Given a non negative integer number num. For every numbers i in the range 0 ≤ i ≤ num calculate the number of 1's in their binary representation and return them as an array.
Example:
For num = 5 you should return [0,1,1,2,1,2].
Follow up:
- It is very easy to come up with a solution with run time O(n*sizeof(integer)). But can you do it in linear time O(n) /possibly in a single pass?
- Space complexity should be O(n).
- Can you do it like a boss? Do it without using any builtin function like __builtin_popcount in c++ or in any other language.
Hint:
- You should make use of what you have produced already.
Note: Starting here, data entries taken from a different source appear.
PR #175, opened 2019-08-06
 Added option 'discard-prefixes' that discards data points of series starting with the given prefixes

fkaleo:
Added option 'discard-prefixes' that discards data points of series starting with the given prefixes.

This is needed during instance migrations so that the target instance does not receive metrics that are internal/specific to the source instance such as:
`tsdb-gw.stats.local-cluster-10-cassandra.tsdb-10-byseries-32-cassandra-55fdd66b98-86xwq`
`metrictank.stats.local-cluster-10-cassandra.mt-read00-10-byseries-32-cassandra-a-758966f4c8-8lk76`

### DIFF
--- a/publish/kafka/publish.go
+++ b/publish/kafka/publish.go
@@ -36,6 +36,7 @@ var (
 
 	topicsStr           string
 	onlyOrgIds          util.Int64SliceFlag
+	discardPrefixesStr  string
 	codec               string
 	enabled             bool
 	partitionSchemesStr string
@@ -50,9 +51,10 @@ var (
 )
 
 type topicSettings struct {
-	name        string
-	partitioner *p.Kafka
-	onlyOrgId   int
+	name            string
+	partitioner     *p.Kafka
+	onlyOrgId       int
+	discardPrefixes []string
 }
 
 type mtPublisher struct {
@@ -68,6 +70,7 @@ type Partitioner interface {
 func init() {
 	flag.StringVar(&topicsStr, "metrics-topic", "mdm", "topic for metrics (may be given multiple times as a comma-separated list)")
 	flag.Var(&onlyOrgIds, "only-org-id", "restrict publishing data belonging to org id; 0 means no restriction (may be given multiple times, once per topic, as a comma-separated list)")
+	flag.StringVar(&discardPrefixesStr, "discard-prefixes", "", "discard data points starting with one of the given prefixes separated by | (may be given multiple times, once per topic, as a comma-separated list)")
 	flag.StringVar(&codec, "metrics-kafka-comp", "snappy", "compression: none|gzip|snappy")
 	flag.BoolVar(&enabled, "metrics-publish", false, "enable metric publishing")
 	flag.StringVar(&partitionSchemesStr, "metrics-partition-scheme", "bySeries", "method used for paritioning metrics. (byOrg|bySeries) (may be given multiple times, once per topic, as a comma-separated list)")
@@ -94,15 +97,22 @@ func getCompression(codec string) sarama.CompressionCodec {
 	}
 }
 
-func parseTopicSettings(partitionSchemesStr, topicsStr string, onlyOrgIds []int64) ([]topicSettings, error) {
+func parseTopicSettings(partitionSchemesStr, topicsStr string, onlyOrgIds []int64, discardPrefixesStr string) ([]topicSettings, error) {
 	var topics []topicSettings
 	partitionSchemes := strings.Split(partitionSchemesStr, ",")
 	topicsStrList := strings.Split(topicsStr, ",")
+	var discardPrefixesStrList []string
+	if discardPrefixesStr != "" {
+		discardPrefixesStrList = strings.Split(discardPrefixesStr, ",")
+	}
 	if len(partitionSchemes) > 1 && len(partitionSchemes) != len(topicsStrList) {
 		return nil, errors.New("More partition schemes (metrics-partition-scheme) than topics (metrics-topic)")
 	}
 	if len(onlyOrgIds) > 1 && len(onlyOrgIds) != len(topicsStrList) {
 		return nil, errors.New("More org ids (only-org-id) than topics (metrics-topic)")
+	}
+	if len(discardPrefixesStrList) > 0 && len(discardPrefixesStrList) != len(topicsStrList) {
+		return nil, errors.New("More discard prefixes (discard-prefixes) than topics (metrics-topic)")
 	}
 	for i, topicName := range topicsStrList {
 		topicName = strings.TrimSpace(topicName)
@@ -127,10 +137,19 @@ func parseTopicSettings(partitionSchemesStr, topicsStr string, onlyOrgIds []int6
 		} else {
 			onlyOrgId = onlyOrgIds[i]
 		}
+
+		var discardPrefixes []string
+		if len(discardPrefixesStrList) == 0 {
+			discardPrefixes = nil
+		} else {
+			discardPrefixes = strings.Split(discardPrefixesStrList[i], "|")
+		}
+
 		topic := topicSettings{
-			name:        topicName,
-			partitioner: partitioner,
-			onlyOrgId:   int(onlyOrgId),
+			name:            topicName,
+			partitioner:     partitioner,
+			onlyOrgId:       int(onlyOrgId),
+			discardPrefixes: discardPrefixes,
 		}
 		topics = append(topics, topic)
 	}
@@ -151,7 +170,7 @@ func New(broker string, autoInterval bool) *mtPublisher {
 		autoInterval: autoInterval,
 	}
 
-	mp.topics, err = parseTopicSettings(partitionSchemesStr, topicsStr, onlyOrgIds)
+	mp.topics, err = parseTopicSettings(partitionSchemesStr, topicsStr, onlyOrgIds, discardPrefixesStr)
 	if err != nil {
 		log.Fatalf("failed to initialize partitioner: %s", err)
 	}
--- a/publish/kafka/publish.go
+++ b/publish/kafka/publish.go
@@ -306,7 +306,16 @@ func (m *mtPublisher) Publish(metrics []*schema.MetricData) error {
 				return err
 			}
 
-			if topic.onlyOrgId == 0 || metric.OrgId == topic.onlyOrgId {
+			prefixDiscarded := false
+			for _, prefix := range topic.discardPrefixes {
+				if strings.HasPrefix(metric.Name, prefix) {
+					prefixDiscarded = true
+					break
+				}
+			}
+
+			if (topic.onlyOrgId == 0 || metric.OrgId == topic.onlyOrgId) &&
+				!prefixDiscarded {
 				message := &sarama.ProducerMessage{
 					Key:   sarama.ByteEncoder(key),
 					Topic: topic.name,
--- a/publish/kafka/publish.go
+++ b/publish/kafka/publish.go
@@ -138,23 +138,20 @@ func parseTopicSettings(partitionSchemesStr, topicsStr string, onlyOrgIds []int6
 			onlyOrgId = onlyOrgIds[i]
 		}
 
-		var discardPrefixes []string
-		if len(discardPrefixesStrList) == 0 {
-			discardPrefixes = nil
-		} else {
+		topic := topicSettings{
+			name:        topicName,
+			partitioner: partitioner,
+			onlyOrgId:   int(onlyOrgId),
+		}
+
+		if len(discardPrefixesStrList) > 0 {
 			// split prefixes by '|'; similar to strings.Split() but removes empty splits
 			f := func(c rune) bool {
 				return c == '|'
 			}
-			discardPrefixes = strings.FieldsFunc(discardPrefixesStrList[i], f)
+			topic.discardPrefixes = strings.FieldsFunc(discardPrefixesStrList[i], f)
 		}
 
-		topic := topicSettings{
-			name:            topicName,
-			partitioner:     partitioner,
-			onlyOrgId:       int(onlyOrgId),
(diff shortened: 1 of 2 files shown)


Dieterbe:
as always, a PR should describe why we want this.

fkaleo:
> as always, a PR should describe why we want this.

sorry, edited the top comment to add that

Dieterbe:
we do not send per-pod stats into an instance.
we only send the aggstats into an instance,
these metrics match the pattern `^(metrictank|tsdb-gw)\.aggstats\.<instance-name>`
where currently `<instance-name>` is like `clustername-id-name` e.g. `ops-us-east-12574-ops`

at the time of writing, these are generated as aggregates in carbon-relay-ng like so:
```
   'addAgg avg ^tsdb-gw\.stats\.([^\.]+)\.[^\.]+\.api\.request\.(metrics_find|render|metrics|metrics_index_json)\.latency\.(median|mean|p75)\.gauge32 tsdb-gw.aggstats.$1.api.request.$2.latency.$3.gauge32 10 22',
    'addAgg max ^tsdb-gw\.stats\.([^\.]+)\.[^\.]+\.api\.request\.(metrics_find|render|metrics|metrics_index_json)\.latency\.(max|p90)\.gauge32 tsdb-gw.aggstats.$1.api.request.$2.latency.$3.gauge32 10 22',
    'addAgg min ^tsdb-gw\.stats\.([^\.]+)\.[^\.]+\.api\.request\.(metrics_find|render|metrics|metrics_index_json)\.latency\.min\.gauge32 tsdb-gw.aggstats.$1.api.request.$2.latency.min.gauge32 10 22',
    'addAgg avg ^tsdb-gw\.stats\.([^\.]+)\.[^\.]+\.api\.request\.(metrics_find|render|metrics|metrics_index_json)\.size\.(median|mean|p75)\.gauge32 tsdb-gw.aggstats.$1.api.request.$2.size.$3.gauge32 10 22',
    'addAgg max ^tsdb-gw\.stats\.([^\.]+)\.[^\.]+\.api\.request\.(metrics_find|render|metrics|metrics_index_json)\.size\.(max|p90)\.gauge32 tsdb-gw.aggstats.$1.api.request.$2.size.$3.gauge32 10 22',
    'addAgg min ^tsdb-gw\.stats\.([^\.]+)\.[^\.]+\.api\.request\.(metrics_find|render|metrics|metrics_index_json)\.size\.min\.gauge32 tsdb-gw.aggstats.$1.api.request.$2.size.min.gauge32 10 22',
    'addAgg sum ^tsdb-gw\.stats\.([^\.]+)\.[^\.]+\.api\.request\.(metrics_find|render|metrics|metrics_index_json)\.status\.([^\.]+)\.counter32 tsdb-gw.aggstats.$1.api.request.$2.status.$3.counter32 10 22',
    'addAgg sum ^tsdb-gw\.stats\.([^\.]+)\.[^\.]+\.api\.request\.(metrics_find|render|metrics|metrics_index_json)\.status\.([^\.]+)\.rate32 tsdb-gw.aggstats.$1.api.request.$2.status.$3.rate32 10 22',
    'addAgg sum ^tsdb-gw\.stats\.([^\.]+)\.[^\.]+\.metrics\.(.*counter32) tsdb-gw.aggstats.$1.metrics.$2 10 22',
    'addAgg sum ^tsdb-gw\.stats\.([^\.]+)\.[^\.]+\.metrics\.(.*rate32) tsdb-gw.aggstats.$1.metrics.$2 10 22',
    'addAgg sum ^tsdb-gw\.stats\.([^\.]+)\.[^\.]+\.output\.kafka\.published\..*\.counter32 tsdb-gw.aggstats.$1.metrics.published.counter32 10 22',
    'addAgg sum ^tsdb-gw\.stats\.([^\.]+)\.[^\.]+\.output\.kafka\.published\..*\.rate32 tsdb-gw.aggstats.$1.metrics.published.rate32 10 22',
    'addAgg avg ^tsdb-gw\.stats\.([^\.]+)\.[^\.]+\.metrics\.publish\.latency\.(median|mean|p75)\.gauge32 tsdb-gw.aggstats.$1.metrics.publish.latency.$2.gauge32 10 22',
    'addAgg max ^tsdb-gw\.stats\.([^\.]+)\.[^\.]+\.metrics\.publish\.latency\.(max|p90)\.gauge32 tsdb-gw.aggstats.$1.metrics.publish.latency.$2.gauge32 10 22',
    'addAgg min ^tsdb-gw\.stats\.([^\.]+)\.[^\.]+\.metrics\.publish\.latency\.min\.gauge32 tsdb-gw.aggstats.$1.metrics.publish.latency.min.gauge32 10 22',
    'addAgg avg ^tsdb-gw\.stats\.([^\.]+)\.[^\.]+\.metrics\.message_size\.(median|mean|p75)\.gauge32 tsdb-gw.aggstats.$1.metrics.message_size.$2.gauge32 10 22',
    'addAgg max ^tsdb-gw\.stats\.([^\.]+)\.[^\.]+\.metrics\.message_size\.(max|p90)\.gauge32 tsdb-gw.aggstats.$1.metrics.message_size.$2.gauge32 10 22',
    'addAgg min ^tsdb-gw\.stats\.([^\.]+)\.[^\.]+\.metrics\.message_size\.min\.gauge32 tsdb-gw.aggstats.$1.metrics.message_size.min.gauge32 10 22',
    'addAgg max ^metrictank\.stats\.([^\.]+)\.mt-read.*\.api\.request\.render\.points_fetched\.(max|p90)\.gauge32 metrictank.aggstats.$1.api.request.render.points_fetched.$2.gauge32 10 22',
    'addAgg avg ^metrictank\.stats\.([^\.]+)\.mt-read.*\.api\.request\.render\.points_fetched\.median\.gauge32 metrictank.aggstats.$1.api.request.render.points_fetched.median.gauge32 10 22',
    'addAgg max ^metrictank\.stats\.([^\.]+)\.mt-read.*\.api\.request\.render\.series\.(max|p90)\.gauge32 metrictank.aggstats.$1.api.request.render.series.$2.gauge32 10 22',
    'addAgg avg ^metrictank\.stats\.([^\.]+)\.mt-read.*\.api\.request\.render\.series\.median\.gauge32 metrictank.aggstats.$1.api.request.render.series.median.gauge32 10 22',
    'addAgg sum ^metrictank\.stats\.([^\.]+)\.mt-write.*\.tank\.metrics_too_old\.counter32 metrictank.aggstats.$1.tank.metrics_too_old.counter32 10 22',
    'addAgg sum ^metrictank\.stats\.([^\.]+)\.mt-write.*\.tank\.metrics_too_old\.rate32 metrictank.aggstats.$1.tank.metrics_too_old.rate32 10 22',
    'addAgg sum ^metrictank\.stats\.([^\.]+)\.mt-write.*\.tank\.add_to_closed_chunk\.counter32 metrictank.aggstats.$1.tank.add_to_closed_chunk.counter32 10 22',
    'addAgg sum ^metrictank\.stats\.([^\.]+)\.mt-write.*\.tank\.add_to_closed_chunk\.rate32 metrictank.aggstats.$1.tank.add_to_closed_chunk.rate32 10 22',
    'addAgg sum ^metrictank\.stats\.([^\.]+)\.mt-write.*\.input\..*\.(metric_invalid|metrics_decode_err)\.counter32 metrictank.aggstats.$1.input.$2.counter32 10 22',
    'addAgg sum ^metrictank\.stats\.([^\.]+)\.mt-write.*\.input\.[^\.]+\.[^\.]+\.invalid.counter32 metrictank.aggstats.$1.input.metric_invalid.counter32 10 22',
    'addAgg sum ^metrictank\.stats\.([^\.]+)\.mt-write.*\.input\.[^\.]+\.metrics_decode_err\.rate32 metrictank.aggstats.$1.input.metrics_decode_err.rate32 10 22',
    'addAgg sum ^metrictank\.stats\.([^\.]+)\.mt-write.*\.input\.[^\.]+\.[^\.]+\.invalid.rate32 metrictank.aggstats.$1.input.metric_invalid.rate32 10 22',
    'addAgg sum ^metrictank\.stats\.([^\.]+)\.mt-write.*\.idx\.metrics_active\.gauge32 metrictank.aggstats.$1.idx.metrics_active.gauge32 10 22',
    'addAgg sum ^metrictank\.stats\.([^\.]+)\.mt-write.*\.tank\.metrics_active\.gauge32 metrictank.aggstats.$1.tank.metrics_active.gauge32 10 22',
    'addAgg sum ^metrictank\.stats\.([^\.]+)\.mt-read.*\.cache\.ops\.metric\.(hit.*|miss)\.counter32 metrictank.aggstats.$1.cache.ops.metric.$2.counter32 10 22',
    'addAgg sum ^metrictank\.stats\.([^\.]+)\.mt-read.*\.cache\.ops\.metric\.(hit.*|miss)\.rate32 metrictank.aggstats.$1.cache.ops.metric.$2.rate32 10 22',
    'addAgg sum ^metrictank\.stats\.([^\.]+)\.mt-read.*\.cache\.size\.max\.gauge64 metrictank.aggstats.$1.cache.size.max.gauge64 10 22',
    'addAgg sum ^metrictank\.stats\.([^\.]+)\.mt-read.*\.cache\.size\.used\.gauge64 metrictank.aggstats.$1.cache.size.used.gauge64 10 22',
```

We have 3 choices:
### 1) keeping the naming scheme as is, such that a migration creates a new instance that exposes metrics with the same name as before

what would happen during a migration is that stats from the old and the new instance would have the same name and timestamp and thus be dropped (but increment the dropped counter which could confuse our customers!). so in that case I agree each instance should only ingest the stats of one of the instances (either those of itself or the other one).
as far as which should be dropped:
* both of the old and new instance should ingest the same data, so those stats should be equivalent, so it wouldn't matter which we drop.
* the most useful stats wrt queries/reads is that of whichever instance is being queried, but i'm not seeing a good way to persist that metrics stream of whichever instance is receiving queries, not to mention that the query workload may switch over gradually. so i think we'd just have to take the hit and live with the fact that the stats may not be accurate during a migration.

but then the proposed solution wouldn't work here: you can't match the metrics to drop because the new and old instance metrics would have the same name.

instead what we could do is:
* make sure only 1 carbon-relay-ng is alive at a time
* manage the carbon-relay-ng config such that only one is sending the aggregates to their tsdbgw service.
* adjust the multi-topic publishing feature such that the aggstats only get sent to the primary kafka topic and not the secondary ("other instance")

### 2) transitioning to a naming scheme with "richer" instance names that include partitioning scheme, num partitions, etc. such that any migration would result in a distinct name and a distinct set of metrics that wouldn't conflict with one another.

* exposes more of the instance configuration details to the customer
* depending on users have their queries/dashboards/alerts set up, it may require them to adjust their configuration (if it assumes a specific name), or may double count some metrics (if they have a wildcard for instance name)

### 3) transitioning to a naming scheme that does not include the instance name at all
this would itself already be a breaking change and break users dashboards/queries/alerts, so i'm very hesitant to do this.. but assuming we get past that, then the rest of the story is as in case 1.

Dieterbe:
at first glance, my preferred choice is the 3rd solution under point 1.

fkaleo:
> at first glance, my preferred choice is the 3rd solution under point 1.
> it seems that is supported by this PR. i'm not sure if this PR was intended to be used like this. to be clear, the first topic would not have any prefix to discard, only the 2nd one would drop everything matching metrictank.aggstats and tsdb-gw.aggstats

Took me a while to ingest your comments, sorry :) Essentially I agree with your preferred choice. This PR is made to support that indeed. In the migration PR we set `GW_DISCARD_PREFIXES` to something like `,metrictank.aggstats|tsdb-gw.aggstats` so that the first topic, the one we published to originally, stays unchanged and receives everything, but the second topic, the additional topic, receives everything minus the aggregated statistics. Does that mean we are good here?


Of course, we still have work/discussion to do for what you said on Slack but not in this PR I think?

> 1. ingestion rate. (exposed by tsdb-gw, in the publisher)
> 2. active series (exposed by MT)
> 3a. dropped samples (exposed by tsdb-gw)
> 3b. dropped samples (exposed by MT)
> for 1 and 3a, we should always just add up across the old/new instance and the totals will always make sense regardless of where we are in the migration process (i.o.w. regardless of which tsdbgw/instance publishers are writing to)
> for 2 and 3b we should ideally only count across one instance, to avoid double-counting. i imagine we probably currently are already not very accurate here: i assume we only count across write nodes (to have non-duplicated numbers due to replication) but even then, when we restart pods, it would mess up the numbers. @awoods or @Jacob Lisi do you know if we can make the billing scrapers "smart" and point them to only 1 instance at a time and switch them over when we're ready? cc @Kaleo (Florian)

Dieterbe:
>  In the migration PR we set GW_DISCARD_PREFIXES to something like ,metrictank.aggstats|tsdb-gw.aggstats so that the first topic, the one we published to originally, stays unchanged and receives everything, but the second topic, the additional topic, receives everything minus the aggregated statistics. Does that mean we are good here?

sounds good. i expect to approve this pr shortly after i look at it a bit more.

Dieterbe:
the counts of published metrics messages, and the debug log message is no longer correct
https://github.com/raintank/tsdb-gw/pull/175/files#diff-c1de7345bb1a47b5638ddad84e8ae8eeR356

due to: filtering by prefix and org id, and due to multi-topic
perhaps this should be fixed in a separate PR though.
note: i would rather not modify our metric naming scheme again (e.g. include the topic in the key to have multi-topic stats), so we can just keep using the same metrics

fkaleo:
> the counts of published metrics messages, and the debug log message is no longer correct
> https://github.com/raintank/tsdb-gw/pull/175/files#diff-c1de7345bb1a47b5638ddad84e8ae8eeR356
> 
> due to: filtering by prefix and org id, and due to multi-topic
> perhaps this should be fixed in a separate PR though.
> note: i would rather not modify our metric naming scheme again (e.g. include the topic in the key to have multi-topic stats), so we can just keep using the same metrics

I made a tentative fix in #176. Let me know what you think.

PR #177, opened 2019-08-13
Synchronised qa/ and qa-subjective/ scripts with metrictank and applied same CI rules

fkaleo:


api/api.go
```diff
@@ -67,8 +67,8 @@ func (a *Api) Start() *Api {
 		defer close(a.done)
 		var err error
 		if *ssl {
-			cert, err := tls.LoadX509KeyPair(*certFile, *keyFile)
-			if err != nil {
+			cert, errKeyPair := tls.LoadX509KeyPair(*certFile, *keyFile)
+			if errKeyPair != nil {
 				log.Fatalf("Fail to start server: %v", err)
```
Dieterbe:
```suggestion
				log.Fatalf("Fail to start server: %v", errKeyPair)
```

scripts/qa/gofmt.sh
```diff
@@ -0,0 +1,18 @@
...
+# find the dir we exist within...
+DIR=$( cd "$( dirname "${BASH_SOURCE[0]}" )" && pwd )
+# and cd into root project dir
+cd ${DIR}/../..
+
+out=$(gofmt -d -s $(find . -name '*.go' | grep -v vendor | grep -v _gen.go))
+if [ "$out" != "" ]; then
+	echo "$out"
+	echo
+	echo "You might want to run something like 'find . -name '*.go' | xargs gofmt -w -s'"
```
robert-milan:
```suggestion
	echo "You might want to run something like 'find . -name '*.go' -not -path './vendor/*' | xargs gofmt -w -s'"
```

I know it's not hard to revert the changes to vendor in git, but this is easier. We should change it to this everywhere else in our code as well.

fkaleo:
> Other than that and the one suggestion to the `find` suggestion

I updated Metrictank to do the same: https://github.com/grafana/metrictank/pull/1437

fkaleo:
> I think we should look into using https://github.com/golangci/golangci-lint and replace anything we can with it. I ended up there by following links from `misspell`

Seems pretty nice

fkaleo:
> [...] but I think we should add options to the `Makefile` to use all of these scripts locally as well, just like in `Metrictank`.

Done in commit e673ce5 : new 'make qa'

fkaleo:
> A few more changes are required in the Makefile. Specifically `deps:` will now fail. We should also remove all of the `bash -c ...` unless there is some reason we still need it. Also let's add a new line at the end of the Makefile for good measure.
> 
> Also, do we want to use the `-race` flag here for `go test ...`?

Last 4 commits should address all these, thanks!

- Divide the numbers in ranges like [2-3], [4-7], [8-15] and so on. And try to generate new range from previous.
- Or does the odd/even status of the number help you in calculating the number of 1s?
1、Solution 1
class Solution {
public:
vector<int> countBits(int num) {
vector<int> result;
for(int i=0;i<=num;i++){
int count=bitnum(i);
result.push_back(count);
}
return result;
}
int bitnum(int n){
int num=0;
while(n>0){
num+=(n&1);
n>>=1;
}
return num;
}
};
2 、solution 2
class Solution {
public:
vector<int> countBits(int num) {
vector<int> result(num+1);
for(int i=0;i<=num;i++){
if(i%2==0){
result[i]=result[i/2];
}else{
result[i]=result[i/2]+1;
}
}
return result;
}
};